LIC share pricing seen in 1,706-2,133 range

Issue size of Rs 53,952 cr-67,456 cr, largest ever IPO in India, is expected to receive good response from investors
LIC share pricing seen in 1,706-2,133 range

MUMBAI: Markets estimate that the government could price the LIC share at the upper end of Rs 1706-2133 based on market cap to embedded value multiple of two to two-and-a-half times.
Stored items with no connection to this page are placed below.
PR #12201, opened 2025-04-23
[sparkle] - fix(ScrollArea): responsiveness

JulesBelveze:
## Description

This PR aims at making the `DropdownMenu` component smart enough to expand based on its content and available height. When available height is smaller than its content it becomes scrollable, leveraging our `ScrollArea` component, ensuring style consistency.

## Risk

Low

## Deploy Plan

- Publish sparkle
- Update front and ditch all manually implemented scrolling behaviour

PR #28928, opened 2026-07-13
fix(frame): remove nested ScrollArea so Share modal recipient list scrolls

smb2268:
## Description

Fixes [#9589](https://github.com/dust-tt/tasks/issues/9589): in the Frame Share modal, the manual email recipient list was not scrollable, so only the first ~4 recipients were visible and their "viewed" status couldn't be checked for the rest.

Root cause: the recipient list was wrapped in its own `<ScrollArea className="max-h-96">`, nested inside `SheetContainer`, which already wraps its children in a `ScrollArea` (see `sparkle/src/components/Sheet.tsx`). Nesting a Radix `ScrollArea` inside another scrollable/overflow-hidden ancestor without an explicit height is a known anti-pattern in this codebase (previously called out and cleaned up in #12201) — the inner scrollbar/viewport sizing doesn't reliably pick up the true content overflow, so the list gets visually clipped with no way to scroll to the remaining rows.

Fix: remove the redundant inner `ScrollArea` around the recipient list and let it render as a plain flex column. Scrolling for the whole sheet body (scope options, invite form, recipient list, files-used section) is now owned by the single outer `ScrollArea` already provided by `SheetContainer`.

## Tests

Verified manually

## Risk

Low. May be better UI to have a nested inner scroll area but complex w our current slideout component so I think this is fine for now

## Deploy Plan

- [ ]  deploy front


frankaloia (approved):
LGTM

PR #28929, opened 2026-07-13
feat(microsoft_drive): target upload folders by id, remove folderPath

smb2268:
Fix https://github.com/dust-tt/tasks/issues/8289
## Description

`microsoft_drive__upload_file` resolved its destination by interpreting the `folderPath` name string. Two customer reports (2026-07-10 and 2026-07-13/15) showed uploads reporting success while the file landed in a newly created duplicate folder named after the document library root (e.g. `"Documents partages"` on French sites): the folder walk resolved the path one way, the final upload re-walked the raw path, and Graph implicitly created the misresolved segments. The earlier 403 symptom fixed in `26438` was the same interpretation problem with an exact name collision.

That would translate into an issue size of Rs 53,952 crore -67,456 crore, making it the country’s largest-ever IPO. The issue is expected to receive good response from the public.
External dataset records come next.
PR #28931, opened 2026-07-13
fix(front): create conversation forks at the parent's depth so they stay listed

smb2268:
## Description

Fixes #9586.

Branched/forked conversations (created via the "Branch" UI action / `POST /assistant/conversations/{cId}/forks`) were disappearing from every conversation list (Pod list, unread activity list) while remaining reachable through their direct URL.

Root cause: `createConversationFork` created forks with `depth = parentConversation.depth + 1`. But `depth` was introduced (`13111`) as the **run_agent recursion counter** — the public API rejects creation at `depth >= 4` with "Recursive run_agent calls exceeded depth" — and every `depth` consumer treats `depth > 0` as "agent-internal":

- `listConversationsInSpacePaginated` and `listSpaceUnreadConversationsAndActivityForUser` hard-filter `depth = 0` (added in `28679` to hide `run_agent` sub-conversations), so forks vanished from Pod lists and the sidebar unread activity.
- The `conversation-unread` and `agent-message-feedback` notification workflows skip `depth > 0` conversations, so forks never produced notifications.
- `getMaxActionsPerStep(depth)` halves per-step action budgets as depth grows (8→8→4→2), so agents in fork-of-fork conversations ran with degraded limits — and a run_agent call inside a depth-3 fork chain would hit the depth-4 cap and hard-fail.
- Forks were exempted from the private-by-default conversation URL restriction (`shouldApplyPrivateByDefaultUrlRestriction`).

An earlier revision of this PR fixed only the two list queries (excluding `depth > 0` conversations unless registered in `conversation_forks`). That addressed the visible symptom but kept forks mislabeled, leaving the notification/action-limit/recursion-cap behaviors above broken and requiring every future `depth` consumer to special-case forks.

This revision fixes the data instead: forks are user-facing conversations, so `createConversationFork` now creates them at the **parent's depth** rather than incrementing. Inheriting (rather than hardcoding `0`) is deliberate — in the edge case where someone branches a run_agent sub-conversation from its direct URL, the fork conservatively keeps the parent's agent-internal status. Fork lineage and nesting remain fully represented in `conversation_forks` (parent/child links, indexed both directions); if we later want a denormalized fork-nesting level for UI, it should be a dedicated field, not the recursion guard.

A backfill migration (`20260714_backfill_fork_conversation_depth.ts`) realigns existing forked conversations by propagating `depth = parent.depth` through the `conversation_forks` lineage. It runs in batches of 1,000 ids to bound row locks on the hot `conversations` table, re-selects after each batch so fork-of-fork chains converge, warns if it exits before fixpoint, and deliberately leaves `updatedAt` untouched so backfilled rows keep their list ordering. Standard dry-run/`--execute` flow.

## Tests

- Updated the `createConversationFork` expectation: a fork's depth now equals the parent's depth.
- Regression test for the reported scenario: forking a conversation in a project space and asserting the fork shows up in `listConversationsInSpacePaginated`.
- Regression test for the unread/activity path: a non-participant project member sees the fork in `listSpaceUnreadConversationsAndActivityForUser` (the sidebar badge path).
- The existing `should exclude sub-conversations (depth > 0)` tests are unmodified, confirming genuine `run_agent` sub-conversations stay hidden.

`npx tsgo --noEmit`, `biome check`, and the `forks.test.ts` suite (16/16) pass locally.

## Risk

Low.

- Creation-side change is one line; no schema change.
- Existing forks stay hidden until the backfill runs (status quo, no regression); the backfill is batched and idempotent (safe to re-run).
- Behavior changes beyond list visibility are intentional: forks now emit unread/feedback notifications, get full action budgets, no longer consume the run_agent recursion budget, and respect the private-by-default URL restriction — all consistent with being user-facing conversations.

## Deploy Plan

- [ ] Deploy front
- [ ] Dry-run `npx tsx front/migrations/20260714_backfill_fork_conversation_depth.ts` (record the mismatched count)
- [ ] Run with `--execute`
- [ ] Confirm affected workspaces' branched conversations reappear in Pod lists


philipperolet (approved):
👍 🙏

philipperolet:
quick nit @smb2268 : 
"Fixes #9586" in the PR description unfortunately does not work as it refers to the dust repo instead of the tasks repo where the task you want to close is (here it referred to a merged PR by aubin)
You can do "Fixes https://github.com/dust-tt/tasks/issues/9586"
Thanks again for taking care of the issue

From a valuation perspective, the most attractive life company is SBI Life, at Rs 1,096, and the costliest are HDFC Life at Rs 557 and ICICI Pru Life at `502.6 based on Monday closing, with private life insurers priced at a 3-4 times embedded value multiple.

The embedded value, consisting of adjusted net worth and value of in-force business, is the metric for valuing insurance firms. “Market consensus seems to be favouring a 2-2.5 times multiple,” said Siddarth Bhamre, director, research at InCred Equities.

Bhamre also feels that the offer for sale involving the government offloading 5% of its holding will be oversubscribed given, “the size of LIC and the goodwill it enjoys.” Market analyst Ambareesh Baliga expects the issue size at around Rs 70,000 crore, that it would “sail through” given the insurer’s status as a “household name which no fund manager could afford to ignore, it’s being managed by heavyweight merchant bankers and the LIC’s potential to become an index stock, going forward.”

Baliga said that only a correction in Nifty from the current level (16850-17000) to 14000-15000 would make subscription a “challenge.” The pricing is based on the jump in the embedded value to almost Rs 5.4 lakh crore by September 30, 2021, from just Rs 95,605 crore six months ago because of the bifurcation of a fund into participating and non -participating businesses.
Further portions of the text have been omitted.